And the rumor is that the new SMP midsize will be either 38mm or 38.5mm ... perhaps as early as next Baselworld.


----------



## BobTheBuilder

iinsic said:


> And the rumor is that the new SMP midsize will be either 38mm or 38.5mm ... perhaps as early as next Baselworld.


Ahhhh, I saw this on another thread and merely chalked it up to "would be nice..." sentiments rather than a realistic possibility of that happening. That being said, I don't regret getting the 36mm because I've been enjoying the heck out of it, just "would be nice" if it was 38mm. We shall see what next year brings!

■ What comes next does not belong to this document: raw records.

PR #6955, opened 2026-07-04
Add a separate icon pack option for the app drawer

Broikos-Nikos:
## What

Adds an optional **separate icon pack for the app drawer**, like Nova. A new **"Different app drawer icons"** switch (default **off**) lets the app drawer use its own icon pack while the home screen (and everything else) keeps the global one. When off, behaviour is unchanged.

## Why it's built this way

Lawnchair resolves icons **globally** — one `BitmapInfo` per component in a shared `IconCache` (backed by an external lib) with **no surface dimension** — and home, hotseat, taskbar, folders and search all read that one bitmap. The existing themed-icon split works only because both color and mono layers are baked into that single bitmap; two different *packs* can't share it.

So the global/home pack is left completely untouched and only the **drawer** diverges, via a render-time override:

- A memory-only `DrawerIconCache` bakes drawer-pack icons **lazily, per component, off the UI thread**, reusing the exact same recipe as the normal cache (`LawnchairActivityCachingLogic.loadIconForPack`) so badging, adaptive shaping, archived and themed layers all match. Components that can't be baked are remembered so they aren't retried, and newly installed apps pick up a drawer icon on first render.
- `BubbleTextView` (all-apps grid, predictions row, drawer folders, drawer app-search) and `PreviewItemManager` (closed drawer-folder previews) swap in the drawer bitmap when the toggle is on, via a new `ItemInfoWithIcon.newIcon(..., overrideBitmap)` overload.
- `LawnchairIconProvider` is parameterized by pack (`getIconForPack`) so the drawer reuses the same override → calendar → pack → themed resolution as the home path.
- The home icon-DB freshness key is intentionally untouched, so changing the drawer pack never rebuilds home icons.

## UI

A **"Different app drawer icons"** switch plus, when enabled, a third **"App drawer"** tab on the Icon Style screen for picking the drawer pack. The General → Icons subtitle reflects both packs when a separate drawer pack is chosen.

## Behaviour / scope

- **Default off → no change** for existing users; new prefs default to off/unset and never touch existing settings.
- **Zero overhead when off:** the cache is never instantiated and home/workspace icon binding does no extra work.
- **Drawer surfaces covered:** all-apps grid, predictions row, open + closed drawer folders, drawer app-search results, work profile / private-space app tabs. Private-space lock/header and non-app items are left alone.
- Dropping an app from the drawer to the home screen uses the home pack, as expected.
- Under memory pressure the drawer cache is dropped and lazily re-baked.

### Known limitations
- A dynamic calendar/clock icon **from the drawer pack** is baked once and won't roll over at midnight until the drawer pack/toggle changes (the global cache still refreshes normally).
- Themed drawer icons follow Lawnchair's existing rule that themed icons require the global "themed icons" setting; this is inherited behaviour, identical to using that pack globally.

## Files

Core: `icons/DrawerIconCache.kt` (new), `icons/LawnchairIconProvider.kt`, `LawnchairActivityCachingLogic.kt`, `preferences/PreferenceManager.kt`, `BubbleTextView.java`, `folder/PreviewItemManager.java`, `model/data/ItemInfoWithIcon.java`, `dagger/LauncherBaseAppComponent.java`. UI: `ui/preferences/destinations/IconPackPreferences.kt`, `GeneralPreferences.kt`, `res/values/strings.xml`.

## Summary by CodeRabbit

* **New Features**
  * Added support for selecting a separate icon pack for the app drawer.
  * Updated icon previews and folder items to reflect drawer-specific icons where enabled.
  * Improved icon pack labels and subtitles in settings to show both home and drawer selections.

* **Bug Fixes**
  * Drawer icons now refresh independently when their pack changes.
  * App drawer icons are cached and reloaded more reliably without affecting the home icon pack.

### DIFF
--- a/lawnchair/res/values/strings.xml
+++ b/lawnchair/res/values/strings.xml
@@ -368,6 +368,10 @@
     <string name="themed_icons_home_and_drawer_label">Home screen and app drawer</string>
     <string name="lawnicons_not_installed_description">No supported icon packs</string>
 
+    <string name="separate_drawer_icon_pack_label">Different app drawer icons</string>
+    <string name="separate_drawer_icon_pack_description">Use a separate icon pack for the app drawer</string>
+    <string name="home_and_drawer_icon_pack_subtitle">%1$s (home), %2$s (drawer)</string>
+
     <!-- Fonts -->
     <string name="pref_fonts_add_fonts">Add fonts</string>
     <string name="pref_fonts_add_fonts_summary">OTF and TTF fonts are supported</string>
--- a/lawnchair/src/app/lawnchair/LawnchairActivityCachingLogic.kt
+++ b/lawnchair/src/app/lawnchair/LawnchairActivityCachingLogic.kt
@@ -7,7 +7,9 @@ import android.os.Build
 import android.os.Build.VERSION
 import android.os.UserHandle
 import android.util.Log
+import app.lawnchair.icons.LawnchairIconProvider
 import app.lawnchair.icons.getCustomAppNameForComponent
+import app.lawnchair.icons.iconpack.IconPack
 import app.lawnchair.preferences.PreferenceManager
 import com.android.launcher3.Flags.useNewIconForArchivedApps
 import com.android.launcher3.dagger.ApplicationContext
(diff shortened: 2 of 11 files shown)


Broikos-Nikos:
Thanks for the review! Addressed both drawer-related comments, and fixed a branch issue:

1. **`ComponentCallbacks2` never unregistered (Major)** — done. Stored the callback in a `memoryCallbacks` field, register it in `init`, and `unregisterComponentCallbacks(memoryCallbacks)` in `close()` before clearing.

2. **Drawer bitmap fetched for pending/promise icons (nitpick)** — done. `PreviewItemManager.setDrawable` now computes a `useDrawerPack` flag up front and only calls `DrawerIconCache.getBitmapInfoOrNull(...)` inside the branches that actually render an app icon, so active pending icons and app pairs no longer trigger a lookup/bake.

3. **`HomeScreenGridPreferences.kt` (rows clamp)** — that file belongs to an unrelated change (the dynamic max-rows feature) that was accidentally included when this branch was cut. I've rebased the branch so this PR now contains **only** the app-drawer changes; `HomeScreenGridPreferences.kt` is no longer part of the diff. That clamp suggestion is valid and is being handled on the other PR where the file actually changes.

Broikos-Nikos:
@coderabbitai review

Note: the branch was force-pushed after a rebase. The `ComponentCallbacks2`/`close()` unregister and the `PreviewItemManager` deferred-lookup comments are already addressed in the current head (`420e9183`), and `HomeScreenGridPreferences.kt` is no longer part of this PR.

SuperDragonXD (commented):
Hello! Just a quick note that we'll look into this PR, along with the other larger feature-related PRs, once Lawnchair 16 is released.

Also, please ensure that the checks pass here by running `./gradlew spotlessApply` to fix the lint errors.

Thanks for your patience!

PR #7031, opened 2026-07-18
fix: Restore default icon after resetting a custom override

pvolkov:
### Description

Fix resetting a per-app custom icon (from an icon pack) so the icon returns to the default/pack icon instead of staying stuck on the previous override. Applies to both personal and work profiles.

If they change too much besides the size, may end up not speaking to me anyways.

Bob


----------



## iinsic

BobTheBuilder said:


> If they change too much besides the size, may end up not speaking to me anyways.


And that, as we all know, is their great failing. They can't tweak anything ... they have to screw something else up at the same time.


----------



## watchninja123

I'm glad omega is reducing their watch sizes. I hope other brands will follow.


----------



## iinsic

ninja123 said:


> I'm glad omega is reducing their watch sizes. I hope other brands will follow.

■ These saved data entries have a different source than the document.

PR #7097, opened 2026-08-04
fix: refresh configured icon gestures

MuonChaser:
## Description

Per-app icon gestures were cached when an existing workspace icon first checked them. Configuring a gesture later did not affect that icon until it was removed and added again, which created a new listener.

Resolve the configured state from `PreferenceManager2`'s in-memory cache on each check so an existing icon observes updated gesture settings immediately.

## Testing

- `git diff --check`
- `./gradlew projects`
- Not run: Android Kotlin compilation requires a local Android SDK, which is not available in this environment.

## Summary by CodeRabbit

* **Bug Fixes**
  * Gesture settings changes now take effect immediately without requiring icon views to be recreated.
  * Improved detection of configured gestures after per-app settings are updated.
  * Gesture configuration is refreshed more efficiently, improving responsiveness during scrolling.

### DIFF
--- a/lawnchair/src/app/lawnchair/gestures/IconGestureListener.kt
+++ b/lawnchair/src/app/lawnchair/gestures/IconGestureListener.kt
@@ -32,10 +32,6 @@ class IconGestureListener(
      */
     private enum class ScrollLock { NONE, HORIZONTAL, VERTICAL }
 
-    private val configuredGestures by lazy {
-        GestureType.entries.filter { resolveGesture(it) != null }.toSet()
-    }
-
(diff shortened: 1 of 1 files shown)


MuonChaser:
It's a small bug to be fixed, while there's still other issues when swiping up the icon is comfilct with entering app drawer. I'm quite keen on the icon gestures, but their behaviours are uneasy to predict now.

MuonChaser:
@coderabbitai resume
@coderabbitai review

validcube (approved):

Technically, they're _increasing_ sizes. The new PO395 replaces the 37.5mm Gen2 PO. The new 38-39mm SMP will replace the 36.25mm current midsize.

One could argue that the PO435 is a reduction, if everyone previously bought the 45.5mm Gen2. But plenty of owners of Gen2 42mm POs are not happy that the watch has effectively been upsized to 43.5mm.

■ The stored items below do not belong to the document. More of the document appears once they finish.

PR #7115, opened 2026-08-06
feat: Enable private space apps on the home screen

alfs:
### Description

This patch adds user opt-in pinning of apps in private space. When the private space is unlocked, apps and folders are shown. When the private space is locked, the apps are hidden and vice versa.

### Reasoning

Private space apps can normally not be pinned to the home screen due to being flagged FLAG_NOT_PINNABLE, and any app that (due to bugs) did end up in the homescreen were deleted whenever the private profile was not visible (looked like a deleted app so remove from screen) or could not be moved/dragged. Even if private space apps are meant to be kept separate and off the home-screen, it makes sense from a usability perspective to allow the user to pin such apps as well, or put them in folders. At the same time, the private properties should be preserved when the private space is locked.

Why they were being deleted

Access to the private profile comes from ACCESS_HIDDEN_PROFILES, an appop permission held only while this app has the home role. Losing that role - or simply locking the space - makes the profile disappear from UserCache and makes LauncherApps report every package in it as absent.  That is indistinguishable from the app having been uninstalled, so the loader deleted their database rows
- each pinned item is one row of the favorites table, holding its profile, position and intent. Switching launchers and back, or rebooting with the space locked, was enough to lose every pinned private app with no way to recover the positions.

PrivateProfileTracker records the profile's serial and user id while it is visible, so those database rows stay resolvable when it is not. The record is dropped only when the profile is genuinely gone, which UserManager can still confirm by serial even for a profile LauncherApps will not show.

Features

- Opt-in "Allow on home screen" preference (default off) that releases FLAG_NOT_PINNABLE for private space apps.
- Pinned private apps are hidden while the space is locked, keeping their database rows and reappearing on unlock.
- Tapping a pinned private app while locked asks the system to unlock the space rather than failing silently, prompting for the home role if we do not hold it.
- Optional "Hide app badge" preference to drop the private profile badge from these icons.
- Backups made while the space is unlocked restore pinned private apps in full.

Privacy considerations

Hiding an app is only as good as its least careful presentation, so every surface that reaches the model independently is filtered: the workspace, the taskbar, folder previews, app pairs, drawer folders and search. Both search algorithms enumerated the locked space by name, since all apps keeps private apps loaded across a lock and only the drawer adapter filtered them.

A folder or app pair is hidden whole when any of its contents is hidden, rather than having its contents filtered.

Filtering was tried first and produced a string of states the launcher never normally reaches. Launcher3 collapses a folder into a plain icon as soon as it holds one item, so a folder left showing a single app is an anomaly an observer can read as "something is hidden here" - as is an empty slot inside an open folder. Fixing each symptom took a separate patch in a separate file, and they interacted: moving one app out of a mixed folder made an unrelated normal app disappear, and whether a folder showed at all depended on how many private apps it held relative to normal ones. Hiding the container whole replaced all of it with one rule that also covers app pairs, and left three files untouched.

The trade is that a folder holding one private app and ten normal ones disappears entirely while the space is locked, where filtering would have shown the ten. That is worse for that case but predictable, and avoidable by not mixing private and normal apps in the same folder. The apps in a hidden folder remain reachable from the drawer.

Hidden icons are not bound at all rather than made invisible. The problem is that an invisible child still holds its cell and silently refuses drops, which would reveal how many private apps are pinned and where. Cells are left free instead, and an icon whose cell was taken while the space was locked is relocated on unlock - never deleted - with a toast naming it only when it is actually visible.

Backup export scrubs private rows from launcher.db when the space is locked, since the favorites table stores component names in plain text and the file leaves the device.

### Testing
Setup

  Install app, set it as default home app, then enable Home screen → Private space → Allow on home screen.

  The default-home step isn't optional since ACCESS_HIDDEN_PROFILES is granted only to the role holder, so without it every private app looks absent

  adb logcat -s PrivateProfileTracker PrivateSpacePlacement WorkspaceItemProcessor LoaderCursor PrivateSpaceUtils

  0. Locking survival

  Lock the space, force an app reload. Watch for PrivateProfileTracker saying the recorded profile no longer exists. That must
  appear only when you actually delete the private space. If it fires while merely locked, the patch deletes the database rows it exists to protect — which shouldnt happen.

  1. Reboot survival

  Pin two or three private apps, lock, reboot, unlock. All should return in place. Failure looks like
  WorkspaceItemProcessor logging "Invalid package removed". Drag and put in folder. Reboot and check again.

  2. Launcher switch
  
  Switch default home away and back. This causes the appop to be removed and reinstated. Apps should return in place as in step 1.

  3. Relocation 
  
  Note a private icon's cell. Lock (it disappears, cell becomes droppable). Drop a normal app there. Unlock.

  Expect: normal app keeps the cell, private app moved, toast informs. If the normal app vanishes instead, the deferral 
  ordering is backwards. Turn Allow overlap off first or this test does nothing.

  4. Grid size change

  Change grid size, locked and unlocked. Private icons must survive both — this was a separate bug from the reboot one.

  5. Privacy surfaces, with the space locked

  Each of these surfaces reaches the model independently, so check them separately: home screen, dock/taskbar, drawer search by name (must return nothing), and drawer folders.

  Folders — any folder containing a private app disappears whole while locked and
  returns intact on unlock. No single-app folders, no gaps inside open folders. If you see either, the rule isn't being
  applied where I think it is.

  6. Backup round trip

  Export locked → unzip and confirm launcher.db has no private rows. Export unlocked → restore → private pins return.

  7. Auto-add and the stuck-icon report

  Preference off: installing an app into the private space must not auto-add it, and existing private icons stay
  undraggable. Preference on: they become draggable on the next load.

### Type of change

## Summary by CodeRabbit

* **New Features**
  * Added Android 15+ Private Space settings for app pinning and hiding Private Space badges.
  * Private Space apps can remain available on the home screen when configured, with automatic relocation notices when needed.
  * Locked Private Space apps can prompt profile unlocking when selected.
* **Bug Fixes**
  * Locked Private Space apps are hidden from app drawers, taskbars, and search results.
  * Private Space apps and data are better preserved during backup, restore, and launcher grid migration.

### DIFF
--- a/AndroidManifest-common.xml
+++ b/AndroidManifest-common.xml
@@ -43,7 +43,14 @@
     <uses-permission android:name="android.permission.QUERY_ALL_PACKAGES" />
     <uses-permission android:name="android.permission.EXPAND_STATUS_BAR" />
     <uses-permission android:name="android.permission.ACCESS_RESTRICTED_SETTINGS" />
-    
+
+    <!--
+    Required to see the private profile at all. This is an appop permission granted only while this
+    app holds the home role, so it comes and goes as the default launcher changes. Declared here
+    rather than only in the quickstep manifest so that every flavour can observe the profile.
+    -->
+    <uses-permission android:name="android.permission.ACCESS_HIDDEN_PROFILES" />
+
     <!-- for rotating surface by arbitrary degree -->
     <uses-permission android:name="android.permission.VIBRATE"/>
     <uses-permission android:name="android.permission.ROTATE_SURFACE_FLINGER" />
--- a/src/com/android/launcher3/model/PrivateSpacePlacement.kt
+++ b/src/com/android/launcher3/model/PrivateSpacePlacement.kt
@@ -1,0 +1,152 @@
+/*
+ * Copyright (C) 2024 The Android Open Source Project
+ *
+ * Licensed under the Apache License, Version 2.0 (the "License");
+ * you may not use this file except in compliance with the License.
+ * You may obtain a copy of the License at
+ *
+ *      http://www.apache.org/licenses/LICENSE-2.0
+ *
+ * Unless required by applicable law or agreed to in writing, software
+ * distributed under the License is distributed on an "AS IS" BASIS,
+ * WITHOUT WARRANTIES OR CONDITIONS OF ANY KIND, either express or implied.
+ * See the License for the specific language governing permissions and
+ * limitations under the License.
+ */
+package com.android.launcher3.model
+
+import android.content.ContentValues
+import android.provider.BaseColumns
+import android.util.LongSparseArray
+import android.widget.Toast
+import app.lawnchair.util.PrivateSpaceUtils
+import com.android.launcher3.LauncherAppState
+import com.android.launcher3.LauncherSettings.Favorites
+import com.android.launcher3.R
+import com.android.launcher3.logging.FileLog
+import com.android.launcher3.model.data.ItemInfo
+import com.android.launcher3.util.Executors.MAIN_EXECUTOR
+import com.android.launcher3.util.IntArray as LauncherIntArray
+
+/**
+ * Workspace placement for private space items, kept out of [LoaderTask] so that the loader carries
+ * only the call sites.
+ *
+ * While the private space is locked its pinned icons are not shown, so their cells look empty and
+ * the user may drop something onto one. Two rows then name the same cell, and the loader's ordinary
+ * overlap handling would delete whichever it reached second - by cursor order, that is usually the
+ * item the user just placed. So private items claim no cell during the cursor pass; they are placed
+ * here afterwards, once every visible item has settled, and relocated rather than deleted when their
+ * cell has gone.
+ */
+object PrivateSpacePlacement {
+
+    private const val TAG = "PrivateSpacePlacement"
+
+    /**
+     * Gives a final position to items that were read without claiming a cell.
+     *
+     * An item keeps its stored cell whenever that cell is still free; otherwise it moves to the
+     * first free one and the move is written back so it survives the next load. Deleting instead
+     * would be unrecoverable, as the app cannot be re-pinned until the space is unlocked.
+     */
+    @JvmStatic
+    fun placeDeferredItems(app: LauncherAppState, dataModel: BgDataModel, c: LoaderCursor) {
+        val deferred = c.deferredPlacements
+        if (deferred.isEmpty()) return
+
+        val firstPagePinned = dataModel.isFirstPagePinnedItemEnabled
+        val screens = dataModel.collectWorkspaceScreens()
+        val addedScreens = LauncherIntArray()
+        val spaceFinder = WorkspaceItemSpaceFinder()
+        val relocated = mutableListOf<CharSequence>()
+
+        for (info in deferred) {
+            // The whole body is guarded: this runs per item during the workspace load, and letting
+            // anything escape would abort the load rather than lose a single icon.
+            try {
+                if (c.checkItemPlacement(info, firstPagePinned)) continue
+                val coords = spaceFinder.findSpaceForItem(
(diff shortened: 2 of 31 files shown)


alfs:
@coderabbitai review

src/com/android/launcher3/provider/RestoreDbTask.java
```diff
@@ -253,6 +254,15 @@ protected int sanitizeDB(Context context, ModelDbController controller, SQLiteDa
...
                 FileLog.d(TAG, "sanitizeDB: managed profile id=" + oldManagedProfileId
                         + " should be mapped to new id=" + newManagedProfileId);
+            } else if (PrivateProfileTracker.isRestorablePrivateProfileSerial(
+                    context, oldManagedProfileId)) {
+                // Private profiles are never part of backup & restore, so BackupManager cannot map
+                // them and every private space item would be deleted below. When the serial still
+                // belongs to a private profile on this device - always the case for a local
+                // Lawnchair backup - the rows are still valid, so map the id to itself.
+                profileMapping.put(oldManagedProfileId, oldManagedProfileId);
+                FileLog.d(TAG, "sanitizeDB: keeping items of private profile id="
```
MrSluffy, line 264: don't use FileLog.d

src/com/android/launcher3/model/WorkspaceItemProcessor.kt
```diff
@@ -194,6 +201,16 @@ class WorkspaceItemProcessor(
                 // Points to a valid app (superset of cn != null) but the apk
                 // is not available.
                 when {
+                    isInaccessiblePrivateItem -> {
+                        FileLog.d(
```
MrSluffy, line 205: this one too

src/com/android/launcher3/util/PrivateProfileTracker.kt
```diff
@@ -0,0 +1,294 @@
...
+            // Also a hidden API. UserHandle.hashCode returns the same user id, so it is a safe
+            // fallback rather than a reason to give up recording the profile.
+            user.hashCode()
+        }
+        val prefs = LauncherPrefs.get(context)
+        if (
+            prefs.get(KNOWN_PRIVATE_PROFILE_SERIAL) != serial ||
+                prefs.get(KNOWN_PRIVATE_PROFILE_USER_ID) != userId
+        ) {
+            FileLog.d(TAG, "Recording private profile serial=$serial userId=$userId")
```
MrSluffy, line 101: this one too

src/com/android/launcher3/util/PrivateProfileTracker.kt
```diff
@@ -0,0 +1,294 @@
...
+    fun onProfileRemoved(context: Context, user: UserHandle) {
+        val prefs = LauncherPrefs.get(context)
+        val known = prefs.get(KNOWN_PRIVATE_PROFILE_SERIAL)
+        if (known == INVALID_SERIAL) return
+        // UserCache refreshes asynchronously, so the removed user is usually still resolvable here.
+        // Its fallback path also reports a user carrying the recorded serial as private, which
+        // covers the case where the cache has already dropped it.
+        val info = UserCache.getInstance(context).getUserInfo(user)
+        if (info.isPrivate || info.userSerial == known) {
+            FileLog.d(TAG, "Private profile removed, forgetting serial=$known")
```
MrSluffy, line 122: uhhh

src/com/android/launcher3/util/PrivateProfileTracker.kt
MrSluffy, line 1: move this to lawnchair module folder

AndroidManifest-common.xml
MrSluffy, line 1: can be add in lawnchair module manifest

src/com/android/launcher3/model/PrivateSpacePlacement.kt
MrSluffy, line 1: for all new file should be in lawnchair moduel

MrSluffy (changes requested):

This would come under the heading of "A rising tide lifts all boats" ... Omega has kept increasing watch sizes so that the "ladies" models now are desirable by many men. :roll:


----------



## VicLeChic

Has anyone come down from a 45.5 PO to a 39.5 on a 6.7inch / 17cm wirst? What does it feel like ? Does it feel too small compared to 45.5 or just about the right size? I'll definetly check it out on my next visit to the boutique. 

Sent from my HTC One using Tapatalk


----------



## Ken G

iinsic said:


> Technically, they're _increasing_ sizes.


Yeah, they're certainly not reducing the sizes across the board as a lot of folks would like to see happen. I was disappointed (just mildly) that the Deep Black line came in at 45.5. I was hoping that was going to be 43.5 _max_.

If the rumored* blue ceramic PO (Deep Blue?) materializes, it's looking unlikely that they will be anything other than 45.5...

[* not heard anything from a reliable source]


----------



## Ken G

VicLeChic said:


> Has anyone come down from a 45.5 PO to a 39.5 on a 6.7inch / 17cm wirst? What does it feel like ? Does it feel too small compared to 45.5 or just about the right size? I'll definetly check it out on my next visit to the boutique.


That's _definitely_ going to feel strange at first, but, like anything, I'm pretty sure you'd get used to it...


----------



## iinsic

VicLeChic said:


> Has anyone come down from a 45.5 PO to a 39.5 on a 6.7inch / 17cm wirst? What does it feel like ? Does it feel too small compared to 45.5 or just about the right size? I'll definetly check it out on my next visit to the boutique.


My wrist is an inch larger than yours and the 39.5mm PO is a perfect fit. I've worn my share of 44-46mm dive watches, but they just looked silly on me. I've waited years for someone to make a <40mm dive watch, and Omega finally obliged. I was set to buy yet another Submariner, but the proportions of this watch are fantastic.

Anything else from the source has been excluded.